Tuesday, October 15, 2013

The one where I just can't because everything is happening so much

Yesterday started with that one-footed asana practice which was doable but there is this saying here that goes "practice plus one" and just eating would have filled the plus one portion.  But it was a holiday - a big one - and India always wins.  After practice I came home for a nap so that the whole routine is really to get up in the middle of the night, go to class and then come home and continue sleeping like nothing ever happened.  And if your practice time is early like mine then you get home and it is still dark and it was all just a dream.

So after I woke up for real I just wanted my usual which makes everything okay.  My usual is a stack of English papers and breakfast to-go from the stand up place.  Idli vada or set dosa "parcel-la". 

They were closed. 

So I went around the corner to the stand up sit down place.  Also closed. 

I look around and realize that for sure everything will be closed except for the vendors that have popped up suddenly selling banana leaves and other festival items (which are now abandoned everywhere and are causing a major cleanup issue).  I resign myself to the fact that I must either make my own breakfast (no) or go to one of the "yogi" cafes run by foreigners.  I am not a fan.  Expensive, not my taste, and a whole lot of gossip and over and over where are you from?  How long will you be here?  How many times have you been?  Etc.  All perfectly acceptable except that I just want my newspapers and idli vada in silence at home.

But fine.  I go to this place called Santosha and find a little corner on the floor around a small coffee table and I order food that the owner swears up and down is vegan.  It isn't.  Not pleased.

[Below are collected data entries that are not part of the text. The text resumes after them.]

PR #269, opened 2021-07-20
Add http_api_port to node config

### LINKED ISSUE #268: Add REST API port to node config
It should be possible to change the REST API port from config

vovac12:
Closes #268


bob-apps/bin/bobd.rs
```diff
@@ -55,10 +55,16 @@ async fn main() {
...
     bob.run_backend().await.unwrap();
     info!("Start API server");
-    let http_api_port = matches
+    let http_api_port = if let Some(port) = matches
         .value_of("http_api_port")
         .and_then(|v| v.parse().ok())
-        .expect("expect http_api_port port");
+    {
+        port
+    } else if let Some(port) = node.http_api_port() {
```
idruzhitskiy, line 63: You can use .or(node.http_api_port()) in the first if condition. And IMO it's better to factor out `matches.value_of("http_api_port").and_then(|v| v.parse().ok())` into some variable, like `requestedPort` or smth else

pyakushin (approved):

bob-apps/bin/bobd.rs
vovac12: I set default `http_api_port` value in config to 8000 and replace `if` with `unwrap_or`

ikopylov:
It would be useful to have an ability to configure bind address as well

ikopylov (changes requested):
We need the ability to configure bind address

vovac12:
@ikopylov Done

config-examples/node.yaml
```diff
@@ -32,6 +32,10 @@ cleanup_interval: 1h
 open_blobs_soft_limit: 2
 # hard limit for count of max blobs to remain in ram
 open_blobs_hard_limit: 10
+# http REST api port. Defaults to 8000
+http_api_port: 9889
+# http REST api address. Defaults to 0.0.0.0
+http_api_address: 127.0.0.1
```
ikopylov, line 38: I suggest to write "0.0.0.0" here by default

config-examples/node.yaml
```diff
@@ -32,6 +32,10 @@ cleanup_interval: 1h
 open_blobs_soft_limit: 2
 # hard limit for count of max blobs to remain in ram
 open_blobs_hard_limit: 10
+# http REST api port. Defaults to 8000
+http_api_port: 9889
```
ikopylov, line 36: Same here. It is better to write default values in example config

ikopylov (approved):
LGTM

PR #275, opened 2021-07-27
Possible metrics gap fix

### LINKED ISSUE #274: Metrics transferred to graphite contain gaps
In graphite all metrics periodically have gaps. It was noted that these gaps often occur under load

Justarone:
Seems like this is the reason why metrics have "gaps" on graphite side, but maybe this reason is not the only one
Closes #274

### DIFF
--- a/bob-common/src/metrics/exporter/send.rs
+++ b/bob-common/src/metrics/exporter/send.rs
@@ -1,11 +1,13 @@
 use log::{debug, trace};
 use std::collections::HashMap;
 use std::time::{Duration, Instant};
-use tokio::sync::mpsc::Receiver;
+use tokio::sync::mpsc::{channel, Receiver, Sender};
 use tokio::time::timeout;
 
 use super::retry_socket::RetrySocket;
 use super::{Metric, MetricInner, MetricKey, MetricValue, TimeStamp};
+
+const TCP_CHANNEL_SIZE: usize = 1024;
 
 // this function runs in other thread, so it would be better if it will take control of arguments
 // themselves, not just references
@@ -16,8 +18,7 @@ pub(super) async fn send_metrics(
     send_interval: Duration,
     prefix: String,
 ) {
-    let mut socket =
-        RetrySocket::new(address.parse().expect("Can't read address from String")).await;
+    let socket_sender = spawn_tcp_sender_task(address).await;
     let mut counters_map = HashMap::new();
     let mut gauges_map = HashMap::new();
     let mut times_map = HashMap::new();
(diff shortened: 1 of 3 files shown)


bob-common/src/metrics/exporter/send.rs
```diff
@@ -18,34 +18,58 @@ pub(super) async fn send_metrics(
...
             }
+            current_time = Instant::now();
         }
+        let mut res_string = String::new();
+        let ts = chrono::Local::now().timestamp();
+        flush_counters(&counters_map, &mut res_string, &prefix, ts).await;
+        flush_gauges(&gauges_map, &mut res_string, &prefix, ts).await;
+        flush_times(&mut times_map, &mut res_string, &prefix, ts).await;
+        if let Err(e) = socket_sender.send(res_string).await {
+            debug!("Can't send data to tcp sender task (reason: {})", e);
```
pyakushin, line 47: I think it should be `warn` level. Because if sending failed there something serious happened with receiver side

bob-common/src/metrics/exporter/send.rs
```diff
@@ -1,13 +1,13 @@
...
-use tokio::time::{interval, timeout};
+use std::time::{Duration, Instant};
+use tokio::sync::mpsc::{channel, Receiver, Sender};
+use tokio::time::timeout;
 
 use super::retry_socket::RetrySocket;
 use super::{Metric, MetricInner, MetricKey, MetricValue, TimeStamp};
 
-const METRICS_RECV_TIMEOUT: Duration = Duration::from_millis(100);
+const TCP_CHANNEL_SIZE: usize = 1024;
```
pyakushin, line 10: I suggest to name it differently, like `TCP_SENDER_QUEUE_SIZE` or `TCP_SENDER_BUFFER_SIZE` or smth like that

bob-common/src/metrics/exporter/send.rs
```diff
@@ -18,34 +18,58 @@ pub(super) async fn send_metrics(
...
+    let (tx, rx) = channel(TCP_CHANNEL_SIZE);
+    let socket = RetrySocket::new(address.parse().expect("Can't read address from String")).await;
+    tokio::spawn(tcp_sender_task(socket, rx));
+    tx
+}
+
+async fn tcp_sender_task(mut socket: RetrySocket, mut rx: Receiver<String>) {
+    while let Some(data) = rx.recv().await {
+        if let Err(e) = socket.write_all(data.as_bytes()).await {
+            debug!(
```
pyakushin, line 62: Maybe also `warn`. It's not critical system, but it would be helpful to now if metrics export fails

PR #283, opened 2021-08-10
Fix actual holder creation condition

Justarone:


ikopylov:
@pyakushin can you take a look?

PR #286, opened 2021-08-11
Add brt mode to reverse byte order

### LINKED ISSUE #281: Add a mode to `brt` that reverses the byte order of the keys
In this mode `brt` should recursively scan directories and copy all BLOBs to another location with the same directory structure and with reversed byte order of the keys. I think, that doing update in place is dangerous. `brt` should read BLOB parts to memory buffer (size is configurable), update byte order inside memory and then write the updated data

vovac12:
Closes #281


bob-apps/bin/blob_recovery_tool/utils.rs
```diff
@@ -185,13 +244,16 @@ where
     info!("Input blob header version: {}", header.version);
     let mut count = 0;
     while !reader.is_eof() {
-        match reader.read_record_with_skip_wrong() {
+        match reader
+            .read_record_with_skip_wrong()
```
ikopylov, line 248: This function is also used for migration, in which case it should not skip invalid entries. Migration must explicitly fail for broken BLOBs

bob-apps/bin/blob_recovery_tool/structs.rs
```diff
@@ -119,6 +134,21 @@ pub(crate) struct Record {
     pub data: Vec<u8>,
 }
 
+impl Record {
+    pub(crate) fn migrate(self, source: u32, target: u32) -> AnyResult<Self> {
+        match (source, target) {
+            (source, target) if source == target => Ok(self),
+            (1, 2) => self.mirgate_v1_to_v2(),
```
ikopylov, line 141: This is probably an error: current BLOB version is '1' and previous is '0'

bob-apps/bin/blob_recovery_tool/command.rs
```diff
@@ -248,13 +251,106 @@ impl ValidateIndexCommand {
...
+    input_path: PathBuf,
+    output_path: PathBuf,
+    blob_suffix: String,
+    validate_every: usize,
+    target_version: u32,
+}
+
+impl MigrateCommand {
+    fn run(&self) -> AnyResult<()> {
+        process_files_recursive(
```
ikopylov, line 264: It would be nice if `migrate` command can handle a single file. If `input_path` is a directory then the command recursively processes all BLOBs, if it is a specific file then it only processes that single file

ikopylov: Actually, the same behaviour would be good also for `validate-blob` and `validate-index`

bob-apps/bin/blob_recovery_tool/structs.rs
```diff
@@ -119,6 +134,21 @@ pub(crate) struct Record {
     pub data: Vec<u8>,
 }
 
+impl Record {
+    pub(crate) fn migrate(self, source: u32, target: u32) -> AnyResult<Self> {
+        match (source, target) {
+            (source, target) if source == target => Ok(self),
```
ikopylov, line 140: `if source >= target` is better

vovac12: Fixed

bob-apps/bin/blob_recovery_tool/command.rs
vovac12: Done

bob-apps/bin/blob_recovery_tool/structs.rs
vovac12: Fixed

bob-apps/bin/blob_recovery_tool/utils.rs
vovac12: Fixed. Also I made skipping optional via flag `--skip-wrong-record`

pyakushin (approved):

PR #295, opened 2021-08-17
255 rest api metrics

idruzhitskiy:


Justarone (commented):
Some minor issues discussed in team chat

bob-common/src/metrics/collector/mod.rs
```diff
@@ -0,0 +1,25 @@
...
+pub mod recorder;
+pub mod snapshot;
+
+pub(crate) use self::recorder::MetricsRecorder;
+pub use self::snapshot::SharedMetricsSnapshot;
+
+pub(crate) fn establish_global_collector(
+    check_interval: Duration,
+) -> (MetricsRecorder, SharedMetricsSnapshot) {
+    const BUFFER_SIZE: usize = 1_048_576; // 1 Mb
```
Justarone, line 17: I had this comment somewhere before, but it confuses: that's not Mbs, that's max amount of elements of type `Metric` structs in channel buffer

bob-common/src/metrics/exporters/graphite_exporter/mod.rs
```diff
@@ -89,82 +59,13 @@ impl GraphiteBuilder {
...
-        )));
-    }
-
-    fn record_histogram(&self, key: &Key, value: f64) {
-        self.push_metric(Metric::Time(MetricInner::new(
-            key.name().to_owned(),
-            value as u64,
-            -1,
-        )));
+    // TODO move recorder and snapshot to other place?
```
Justarone, line 62: What do you mean? Move in project hierarchy?

bob-common/src/metrics/exporters/graphite_exporter/send.rs
```diff
@@ -179,12 +95,12 @@ async fn flush_gauges(
...
+    times_map: &HashMap<MetricKey, TimeEntry>,
     res_string: &mut String,
     prefix: &str,
     ts: i64,
 ) {
-    for (key, entry) in times_map.iter_mut() {
+    for (key, entry) in times_map.iter() {
         let mean_time = match entry.measurements_amount {
             0 => entry.mean.expect("No mean time provided"),
             val => entry.summary_time / val,
```
Justarone, line 106: I am not sure, but seems like we can take mean value here, because during snapshot creation mean value is calculated
UPD: it's [here](https://github.com/qoollo/bob/pull/295/files#diff-c891e00c677c35441c75d08c74b5df56bd0bfe50e426bb9dffaa2f2f50f33adcR44), but maybe it will be less obvious, so it would be better to leave a comment about this

Justarone (changes requested):

bob-common/src/metrics/exporters/graphite_exporter/mod.rs
idruzhitskiy: Forgot to remove this comment after refactoring, it's already done (different mod)

bob-common/src/metrics/collector/mod.rs
idruzhitskiy: Fixed comment

bob-common/src/metrics/exporters/graphite_exporter/send.rs
idruzhitskiy: You're right, we already have mean value in entry. I don't think we need another comment for this, as "mean" is self explanatory

PR #301, opened 2021-08-19
293-offload-bloom-filters

### LINKED ISSUE #293: Offload bloom filters when memory limit is reached
The memory limit parameter for Bloom filters must be added to config. When the total amount of memory occupied by Bloom filters exceeds the threshold value, the offload procedure should be triggered. It removes Bloom filters  from memory for the oldest BLOBs

vovac12:
Closes #293


bob-backend/src/pearl/disk_controller.rs
```diff
@@ -503,4 +503,16 @@ impl DiskController {
             group.close_unneeded_active_blobs(soft, hard).await;
         }
     }
+
+    pub(crate) async fn filter_memory_allocated(&self) -> usize {
+        let mut memory = 0;
+        for holder in self.groups.read().await.iter() {
```
idruzhitskiy, line 509: Maybe it's better to use `FuturesUnordered` here, so requests will be performed in parallel?

idruzhitskiy: And looks like it's `group`, not holder

bob-backend/src/pearl/group.rs
```diff
@@ -448,6 +449,14 @@ impl Group {
             _ => x.end_timestamp().cmp(&y.end_timestamp()),
         });
     }
+
+    pub(crate) async fn filter_memory_allocated(&self) -> usize {
+        let mut memory = 0;
+        for holder in self.holders().read().await.iter() {
```
idruzhitskiy, line 455: Same, `FuturesUnordered`

bob-backend/src/pearl/stuff.rs
```diff
@@ -98,4 +101,58 @@ impl Stuff {
...
+            );
+        }
+    }
+
+    async fn collect_holders(
+        iter: impl IntoIterator<Item = &Arc<DiskController>>,
+    ) -> Vec<(SimpleHolder, usize)> {
+        let mut res = vec![];
+        for dc in iter {
+            for group in dc.groups().read().await.iter() {
```
idruzhitskiy, line 146: Again, this cycle's iterations don't seem to be related to each other, so you can process them in parallel

bob/src/cleaner.rs
```diff
@@ -25,14 +28,26 @@ impl Cleaner {
...
+        soft: usize,
+        hard: usize,
+        filter_memory_limit: Option<usize>,
+    ) {
         let mut interval = interval(t);
         loop {
             interval.tick().await;
             backend.close_unneeded_active_blobs(soft, hard).await;
+            if let Some(limit) = filter_memory_limit {
+                log::warn!("Memory before: {}", backend.filter_memory_allocated().await);
```
idruzhitskiy, line 47: IMO it should be `info`, but it's debatable

bob/src/version_helpers.rs
```diff
@@ -12,9 +11,11 @@ pub fn get_bob_build_time() -> &'static str {
 }
 
 pub fn get_pearl_version() -> String {
-    pearl::get_pearl_version()
+    //pearl::get_pearl_version()
```
idruzhitskiy, line 14: ?

ikopylov: Same question

bob-backend/src/pearl/postprocessor.rs
```diff
@@ -0,0 +1,109 @@
...
+            filter_memory_limit,
+            ..Default::default()
+        }
+    }
+    pub(crate) async fn storage_prepared(&self, holder: impl Into<SimpleHolder>) {
+        let mut holders = self.holders.write().await;
+        let holder = holder.into();
+        let filter_memory = holder.filter_memory_allocated().await;
+        holders.insert(holder);
+        self.allocated_size
```
ikopylov, line 82: As I see, only this function have an access to `allocated_size` and it does not work in parallel. If I am right, `Atomic` here is overkill and can be replaced with a simple integer value

bob-backend/src/pearl/postprocessor.rs
```diff
@@ -0,0 +1,109 @@
...
+                    holder.offload_filter().await;
+                    let size_after = holder.filter_memory_allocated().await;
+                    log::debug!(
+                        "{} -> {}: {} freed",
+                        size_before,
+                        size_after,
+                        size_before.saturating_sub(size_after)
+                    );
+                    self.allocated_size
+                        .fetch_sub(size_before.saturating_sub(size_after), Ordering::Relaxed);
```
ikopylov, line 101: Could this just be `self.allocated_size = size_after`? What is the reason for this math?

bob/src/cleaner.rs
ikopylov: +1

ikopylov (changes requested):

bob-backend/src/pearl/disk_controller.rs
```diff
@@ -503,4 +503,16 @@ impl DiskController {
...
+            memory += holder.filter_memory_allocated().await;
+        }
+        memory
+    }
+
+    pub(crate) fn groups(&self) -> Arc<RwLock<Vec<Group>>> {
```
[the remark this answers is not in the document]
vovac12: It make it visible only in current crate. Needed for stuff.rs

bob-backend/src/pearl/postprocessor.rs
```diff
@@ -0,0 +1,109 @@
...
+    sync::atomic::{AtomicUsize, Ordering},
+};
+
+use crate::{
+    pearl::{holder::PearlSync, Holder},
+    prelude::*,
+};
+
+#[derive(Clone)]
+pub(crate) struct SimpleHolder {
```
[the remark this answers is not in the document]
vovac12: I created this struct to avoid of copying all fields of Holder, because it contains PearlConfig with a lot of fields

bob-backend/src/pearl/postprocessor.rs
vovac12: But this structure is cloned to different dcs, groups and holders, and they can call this method in parallel

bob-backend/src/pearl/core.rs
```diff
@@ -196,4 +203,27 @@ impl BackendStorage for Pearl {
             dc.close_unneeded_active_blobs(soft, hard).await;
         }
     }
+
+    async fn offload_old_filters(&self, limit: usize) {
+        Stuff::offload_old_filters(
```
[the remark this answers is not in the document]
vovac12: It's not my naming) I can rename it to Utils

bob-backend/src/pearl/core.rs
```diff
@@ -96,8 +101,10 @@ impl BackendStorage for Pearl {
         let start = Instant::now();
         let futs = FuturesUnordered::new();
         let alien_iter = once(&self.alien_disk_controller);
+        let postprocessor = PostProcessor::new(self.filter_memory_limit);
```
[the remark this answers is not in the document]
vovac12: Do you have any suggestions? Because I really don't have any other variants

bob-backend/src/pearl/core.rs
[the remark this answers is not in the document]
ikopylov: `Utils` is a little bit better, but still a bad name. I don't see the whole picture, so maybe @pyakushin or @idruzhitskiy can suggest a name

bob-backend/src/pearl/group.rs
```diff
@@ -76,19 +76,20 @@ impl Group {
...
         self.add_range(holders).await;
         debug!("{}: start holders", self);
-        self.run_pearls().await
+        self.run_pearls(pp).await
     }
 
     pub async fn remount(&self) -> AnyResult<()> {
         self.holders.write().await.clear();
-        self.run().await
+        self.run(Default::default()).await
```
ikopylov, line 84: This can lead to a problems. Why do you pass a default instance?

bob-backend/src/pearl/core.rs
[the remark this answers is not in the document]
ikopylov: For example, `BloomFilterMemoryLimiter` is much better, because it shows the purpose of this struct

bob-backend/src/pearl/postprocessor.rs
ikopylov: Ok

bob-backend/src/pearl/group.rs
vovac12: It's actually do nothing, but yeah it's not clear. Now I use another solution

ikopylov: Ok, approach with `Hooks` trait is much better

bob-backend/src/pearl/stuff.rs
```diff
@@ -129,6 +132,86 @@ impl Stuff {
...
+                current_size,
+                freed
+            );
+        }
+    }
+
+    async fn collect_holders(
+        iter: impl IntoIterator<Item = &Arc<DiskController>>,
+    ) -> Vec<(SimpleHolder, usize)> {
+        iter.into_iter()
```
ikopylov, line 175: This approach violates SOLID principle. It is better to expose `holder_iter()` function on each level, that provides iterator on holders and uses `holder_iter()` on level below. With such approach, here you can simply call top level `holder_iter()` and convert its result into `SimpleHolder`

bob-backend/src/pearl/hooks.rs
```diff
@@ -0,0 +1,125 @@
...
+                    let size_before = holder.filter_memory_allocated().await;
+                    holder.offload_filter().await;
+                    let size_after = holder.filter_memory_allocated().await;
+                    log::debug!(
+                        "{} -> {}: {} freed",
+                        size_before,
+                        size_after,
+                        size_before.saturating_sub(size_after)
+                    );
+                    self.allocated_size.store(size_after, Ordering::Relaxed);
```
ikopylov, line 117: I reread the code. My previous suggestion just to store the value is incorrect. `size_after` contains filter size of a single holder. You need to revert change and perform math: `allocated_size = allocated_size - (size_before - size_after)`

bob-backend/src/pearl/postprocessor.rs
ikopylov: Sorry, but my suggestion is incorrect

pyakushin (approved):

PR #306, opened 2021-08-19
Fix panic on load operation

### LINKED ISSUE #302: Panic on atomic operations with AcqRel Ordering
I started bobd with default configs and received following panic:
```
thread 'main' panicked at 'there is no such thing as an acquire/release load', /rustc/30a0a9b694cde95cbab863f7ef4d554f0f46b606/library/core/src/sync/atomic.rs:2359:23
```
As I found in this [issue comment](https://github.com/rust-lang/rust/issues/49127#issuecomment-373984912) this happens if you use AcqRel ordering in just store | load operations.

We have special tickets to go to the center to see the festival up close and personal.  It involves a lot of sitting in plastic chairs.  We think at least 5 hours of this.  When we arrive it is too late.  It was actually supposed to be much longer.  Arrive by 10:30 at the latest.  At 2:30 things sort of start.  In the interim you are just sitting there.   From 2:30 to 5:30 or later there are elephants and processions and dancers and a whole lot of splendor but we see none of it.  We arrive around 12:45 by rickshaw and it is just madness.  People everywhere.  Cars, buses, bikes, scooters, carts, vendors, everything everywhere all at once.  It is impossible for us to get close enough to present our tickets and get to our assigned seats.  We walk around and consider jumping a fence and more and more feel boxed in and drunk Indian men staring at us.

We find ourselves wedged between two buses with some sort of official attempting to negotiate with a police officer to get us to cross the parade itself so we can get to our seats.  While this is happening we are smashed between the two buses, single file with more Indians wiggling their way between us.  Somehow they made themselves fit.  The smell of alcohol was strong and just people staring at us even more than we were staring at them.  There were ten of us together and still I somehow managed to be robbed.  I suddenly had the sense that I should look down and I see my purse open and I look in and my wallet is gone and I notice the drunk next to me is trying to worm his way out and I start yelling like a maniac and I scare him and I see my wallet drop into a pool of liquid (hopefully water).  Everything is still in it and we decide to leave.  We go to Pascucci for pizza and pasta and AC and watch the events on a big screen TV.

We get back to our neighborhood (Gokulum) and ride our scooters home.  We usually park in front of the house on the little car park but our landlord has parked his car there even though he usually parks in the driveway and he specifically told us that we should park there.  By this time I have decided I am just finished and when I go to park in the street I forget to put down the kickstand and I start to lean the scooter to rest on the nonexistent kickstand and when I realize I am leaning too much somewhere inside I surrender to India and say "OK, this is the part where we all lie down."  My housemate is laughing and takes a picture and the moment is forever captured on facebook.

We agree to rest up.  India will be waiting in the morning.  I close my door and get ready for bed and hear "Alice!  Alice!  Outside my bedroom window.  There is no hiding.  India is everywhere.